Un miembro de la iglesia me dijo: “Nuestra iglesia es solo una sombra de lo que solía ser”. Reflexioné sobre eso por un momento. ¿Qué solía ser nuestra iglesia? He visto los bancos de nuestra iglesia más llenos en el pasado y nuestra Escuela Dominical repleta de alumnos. ¿Podría haber sido a esto a lo que se refería el miembro?
La pregunta se me quedó grabada y pensé en ella más detenidamente. ¿Cuáles son las señales de una iglesia saludable? ¿Mucha gente presente, un estacionamiento abarrotado, una Escuela Dominical repleta, una oleada de nuevos miembros, abundantes colectas? ¿Son estas las normas que usamos para medir la salud de nuestras iglesias? Si bien pueden ser los parámetros del mundo, ¿indican necesariamente el poder que impulsó el crecimiento de la Iglesia cristiana primitiva? En Hechos leemos: “muchas maravillas y señales eran hechas por los apóstoles. … Y el Señor añadía cada día a la iglesia los que habían de ser salvos” (2:43, 47).
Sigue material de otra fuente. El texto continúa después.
Issue #3506, opened 2024-03-13
[Rule Tuning] Multiple Okta Client Addresses for a Single User Session


ksavchuk:
## Link to rule
https://github.com/elastic/detection-rules/blob/main/rules/integrations/okta/initial_access_multiple_client_addresses_with_single_okta_session.toml

## Description
I would like to propose an improvement to one of your security rules. The rule "Multiple Okta Client Addresses for a Single User Session" produces lots of false positives because of the way how okta generates external_session_id.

Nuestras iglesias tienen el derecho de prosperar, de atraer incluso a nuevos asistentes y miembros, porque el propósito de la iglesia es tener un impacto sanador en la comunidad y, de hecho, en el mundo. Pero si esto es lo que realmente queremos para nuestras iglesias, ¿no sería mejor dejar de enfocarnos en los parámetros externos y familiarizarnos, en cambio, más estrechamente con la causa y sustancia espirituales de la Iglesia; aquello que, cuando se comprende, aporta naturalmente el poder de Dios a nuestra experiencia en la iglesia y bendice a nuestras comunidades?